The Stone – part I

“Do you know what you have here?” the jeweler cried.

Stacey didn’t know, but her heart pumped a little harder in sync with the enthusiasm of the lady before her. She shook her head: no.

“This is no fake! Where did you get this?”

Stacey had no desire whatsoever to discuss that at the moment. She struggled to come up with something halfway believable. ‘Why didn’t she have a story set up?’ she fumed at herself in the third person as she was wont to do, not entirely upset that she needed one after all. She had more or less figured the stone was worthless and only convinced herself to have it appraised to ease her mind against the possibility of a lifetime of regret had she never investigated the stone. The hot Miami sun shone through the windows of the corner jewelry store Stacey had decided to bring her mystery stone to, and she gazed at the palm fronds on the sidewalk just outside the window. “It was my Aunt’s” she settled on. “She willed it to me. I didn’t even know she owned any jewelry!”. She let out a little giggle, trying to distract the jeweler from her previous line of questioning. “And then boom – she wills me something… Well, what exactly is it worth?”

The jeweler eyed Stacey with a hint of incredulity, but only a hint. She decided to play along for now. “Do you know what this type of stone is called?”

“No, I’ve never seen anything quite like it. It isn’t a diamond – that I’m sure of. I’ve never owned rubies or sapphires or emeralds or anything like that.” She giggled again coyly, wishing the jeweler had been a man, and more likely to be susceptible to her non-mineral charms.

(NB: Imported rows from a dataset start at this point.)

Issue #1250, opened 2025-09-02
Add syscall support


trdthg:
I've been working on this recently，the target is to making sail-riscv able to run user programs like qemu-user/spike/[NEMU](https://github.com/OpenXiangShan/NEMU)

Currently I'm testing riscv-pk with spike (thanks to #1102)

related issues

- #252
- #346 

I have some code locally and will push incrementally.

jrtc27:
I don't think this is a good idea. The model is for specifying and emulating the architecture, and being usable for formal proofs, not for being an all-singing all-dancing emulator that includes OS-specific syscall emulation.

trdthg:
I think this doesn't go against the model.
Implementing syscall will only insert one dispatch_syscall function on the sail side, and the rest are C stuff, which are separated from the model. Also this won't require too much code.

jrtc27:
But what syscalls? Are you implementing some toy OS set of syscalls? Are you reimplementing some existing OS's syscalls? Or are you translating to the native OS's syscalls (and if so, which OSes do you support)? None of those are at all a part of the architecture. They are all part of a software stack that sits on top of the architecture that you are choosing to bake into the model, and that applies even if written in C. This is not an implement-an-OS repository, this is an implement-an-architecture repository.

trdthg:
> But what syscalls?

Translating to the native OS's syscalls. I currently only plan to support a partial set of file-related system calls, specifically read/write/open/..., and exit.

jrtc27:
Experience with qemu-user says that this is a much more complicated task than anyone ever thinks, and I have no desire to see sail-riscv end up rediscovering all of the hell that qemu-user has gone through to get something that mostly works.

If your goal is to support reading/writing files, better to define some kind of device plugin abstraction so that people who want it can load some kind of VirtIO device and use that, rather than getting into the horrible world of syscall emulation (and ultimately ending up favouring a specific OS's ABI, shunning all others, which is not something that an OS-agnostic project like sail-riscv should be wading into).

Timmmm:
Yeah I'm not sure about this either. HTIF isn't exactly well specified. Also I don't really understand why you would want to run another emulator *inside* the Sail emulator?

I do think we want proper terminal IO but I'd much rather that was done by implementing a *real* UART device - probably AXI UART Lite. That is very simple but it also requires PLIC support... which is also fairly simple but a bit more work so I haven't got around to it yet.

What syscalls would you want apart from terminal IO? Do you want host filesystem access?

[...]

PR #1276, opened 2025-09-14
WIP: Add Semihosting Support

trdthg:
link to #1250 

Currently I have only implemented and tested a subset of the semihosting operations, based on the gem5 implementation, and there are still a lot of work to be done, including integrating the tests into CMake.
So for now, this is just a show of how to integrate semihosting into the sail-model to ensure we‘re heading in the right direction.

### DIFF
--- a/c_emulator/mem.cpp
+++ b/c_emulator/mem.cpp
@@ -2,25 +2,39 @@
 #include <cstddef>
 #include "mem.h"
 
+bool mem::target_is_little_endian = true;
+
 void mem::read(uint64_t addr, void *dst, size_t len)
 {
   uint8_t *dest_bytes = static_cast<uint8_t *>(dst);
-  for (size_t i = 0; i < len; i += 1) {
-    dest_bytes[i] = read_mem(addr + i);
+  if (same_endian()) {
+    for (size_t i = 0; i < len; i++) {
+      dest_bytes[i] = read_mem(addr + i);
+    }
+  } else {
+    for (size_t i = 0; i < len; i++) {
+      dest_bytes[i] = read_mem(addr + (len - 1 - i));
+    }
   }
 }
 
 void mem::write(uint64_t addr, const void *src, size_t len)
 {
   const uint8_t *src_bytes = static_cast<const uint8_t *>(src);
-  for (size_t i = 0; i < len; i += 1) {
-    write_mem(addr + i, src_bytes[i]);
+  if (same_endian()) {
+    for (size_t i = 0; i < len; i++) {
+      write_mem(addr + i, src_bytes[i]);
+    }
+  } else {
+    for (size_t i = 0; i < len; i++) {
+      write_mem(addr + (len - 1 - i), src_bytes[i]);
+    }
   }
 }
 
 void mem::clear(uint64_t addr, size_t len)
 {
-  for (size_t i = 0; i < len; i += 1) {
+  for (size_t i = 0; i < len; i++) {
     write_mem(addr + i, 0);
   }
 }
--- a/c_emulator/mem.h
+++ b/c_emulator/mem.h
@@ -7,6 +7,15 @@
 
 class mem {
 public:
+  // Set target endian, default is little endian
+  static void set_target_endian(bool is_little)
+  {
+    target_is_little_endian = is_little;
+  }
+
+  // Read from sail mem, start from addr, len = len
+  // This function will read bytes in reverse order if host endian and target
+  // endian are different
   static void read(uint64_t addr, void *dst, size_t len);
 
   // start from addr, len = sizeof(T)
@@ -51,4 +60,18 @@ public:
 
   static std::string read_string(const char *ptr, size_t len);
 
+private:
+  static bool target_is_little_endian;
+  static bool host_is_little_endian()
+  {
+    union {
+      uint16_t u16;
+      uint8_t u8[2];
+    } test = {.u16 = 0x0001};
+    return test.u8[0] == 0x01;
+  }
+  static bool same_endian()
+  {
+    return host_is_little_endian() == target_is_little_endian;
+  }
 };


.gitignore
```diff
@@ -12,3 +12,4 @@ z3_problems
 /build
 # CMake build directories used by CLion.
 /cmake-build-*
+test/semihosting
```
arichardson: This probably shouldn't be here? If you want to add it locally you cna use .git/info/exclude

c_emulator/semihosting.cpp
```diff
@@ -0,0 +1,368 @@
...
+};
+
+}
+
+// Prefix = 0x01f01013, // slli x0, x0, 0x1f Entry NOP
+// EBreak = 0x00100073, // ebreak            Break to debugger
+// Suffix = 0x40705013, // srai x0, x0, 7    NOP encoding semihosting
+bool is_semihosting()
+{
+  return (mem::read<uint32_t>(zPC.bits - 4) == 0x01f01013)
```
arichardson, line 525: This here is slightly fragile, if someone builds the sail emulator on a big-endian platform they will not detect this. Either ensure you convert from little endian or just compare the individual bytes?
E.g. `char magic[12]; mem::read(zPC.bits - 4, magic, 12); memcmp(magic, ...) == 0)`

c_emulator/semihosting.cpp
```diff
@@ -0,0 +1,368 @@
+// See LICENSE for license details.
```
arichardson, line 1: Unrelated but I think we should just add a `SPDX-License-Identifier:` line to all files?

Some of this looks copied from gem5, I think this is fine due to the license, but probably need to add some attribution?

.gitignore
trdthg: I've added a few test files and integrated them with both CMake and CI. Although I meet some issues:

- The riscv-gnu-toolchain seems have issue when compiling Picolibc. https://github.com/picolibc/picolibc/issues/1086
- Picolibc doesn't seem to work well with Clang, so for now, the semihosting tests are only supported compiling with GCC. https://github.com/RIOT-OS/RIOT/issues/19642
- I don't know if the riscv64-unknown-elf-gcc package is available on macOS via Brew, so I only enabled Ubuntu in the CI.
- The picolibc package from apt on Ubuntu 22.04 is missing crt0-semihost.so, so I have to build picolibc from source from the official release. (ubuntu2404 is ok, at least in my machine)

c_emulator/semihosting.cpp
trdthg: This will be addressed next. And I guess we should also push forward #751?

trdthg:
Features are basically complete now, also added a few tests and integrated them with both CMake and CI

Add two new command-line arguments :
- `--enable-semihosting`: to enable or disable semihosting.
- `--elf-args`: to pass arguments to the ELF for the `GetCmdline` interface.

Also added two new CMake parameters:
- `DOWNLOAD_PICOLIBC`: whether to download picolibc source from github release and build it locally.
- `SEMIHOSTING_TESTS`: whether to enable the semihosting tests. (macos is not able to run this yet)

The C++ template syntax here is quite complex, but it's also the way to keep the SYS_XXX implementations concise. I haven't found a better solution. Although I believe this is already much simpler than the gem5 implementation.

c_emulator/semihosting.cpp
arichardson: I think this is unrelated since I am concerned about the host platform being big endian, not the simulation target. Instructions are always the same endianess so this  pr should be independent of that

c_emulator/mem.cpp
```diff
@@ -0,0 +1,70 @@
...
+  return ret;
+}
+
+std::string mem::read_string(const char *ptr, size_t len)
+{
+  std::string ret;
+  uint64_t addr = (uint64_t)ptr;
+  for (size_t i = 0; i < len; i += 1) {
+    char c = read_mem((uint64_t)addr);
+    if (c) {
```
arichardson, line 64: Why are we skipping nul bytes here? Wouldn't it make sense to also just stop and treat Len as a maximum length?

c_emulator/mem.cpp
```diff
@@ -0,0 +1,70 @@
+#include <inttypes.h>
+#include <cstddef>
+#include "mem.h"
+
+bool mem::target_is_little_endian = true;
+
+void mem::read(uint64_t addr, void *dst, size_t len)
```
arichardson, line 7: I don't think these functions should be doing the byteswapping, that should be done by wrapper functions that read an integer type

c_emulator/mem.h
```diff
@@ -0,0 +1,77 @@
...
+
+  // Read from sail mem, start from addr, len = len
+  // This function will read bytes in reverse order if host endian and target
+  // endian are different
+  static void read(uint64_t addr, void *dst, size_t len);
+
+  // start from addr, len = sizeof(T)
+  template <typename T> static T read(uint64_t addr)
+  {
+    uint8_t buffer[sizeof(T)] = {0};
```
arichardson, line 24:
```suggestion
    alignas(T) uint8_t buffer[sizeof(T)] = {0};
```
Otherwise the reinterpret_cast is unsafe. Or you could use a union.

c_emulator/semihosting.cpp
```diff
@@ -0,0 +1,534 @@
...
+    } else {
+      printf("Unknown file mode for the ':tt' special file");
+      return -EINVAL;
+    }
+    return 0;
+  } else {
+    std::string real_mode(mode);
+    if (real_mode[0] == 'w')
+      real_mode[0] = 'a';
+    file = fopen(name.c_str(), real_mode.c_str());
```
arichardson, line 52: Should we support access to the host file system by default? Gem5 requires an extra flag to do that and I feel we should do here too.

c_emulator/semihosting.cpp
```diff
@@ -0,0 +1,534 @@
...
+RiscvSemihosting::File::File(const std::string &name, const char *mode)
+    : name(name)
+    , mode(mode)
+    , file(nullptr)
+{
+}
+
+RiscvSemihosting::File::~File()
+{
+  if (file) {
```
arichardson, line 24: We should not be closing stdin/stdout/stderr here

c_emulator/semihosting.cpp
```diff
@@ -0,0 +1,534 @@
...
+}
+
+RiscvSemihosting::FileFeatures::FileFeatures(const std::string &name,
+                                             const char *mode)
+    : name(name)
+    , mode(mode)
+{
+}
+
+int64_t RiscvSemihosting::FileFeatures::read(uint8_t *buffer, uint64_t size)
```
arichardson, line 120: I wonder if we can replace this whole class with a call to fmemopen() in read-only mode. That should hopefully be equivalent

“You really don’t know, do you?” She smiled sincerely. “You’re a very fortunate young lady Miss … What did you say your name was?”

“Ms. Florence.”

“Ms. Florence, you’re a very fortunate young lady,” Mrs. Sykes repeated. “Very fortunate indeed, to have had such a generous Aunt who obviously favored you very kindly.”

“What type of stone is it?” Stacey intruded as smoothly as she could.

“I won’t bother telling you the name of it – I can guarantee with certainty you’ve never heard of it. Almost no one has. But I’ll show you what makes it so special, if you want to know.”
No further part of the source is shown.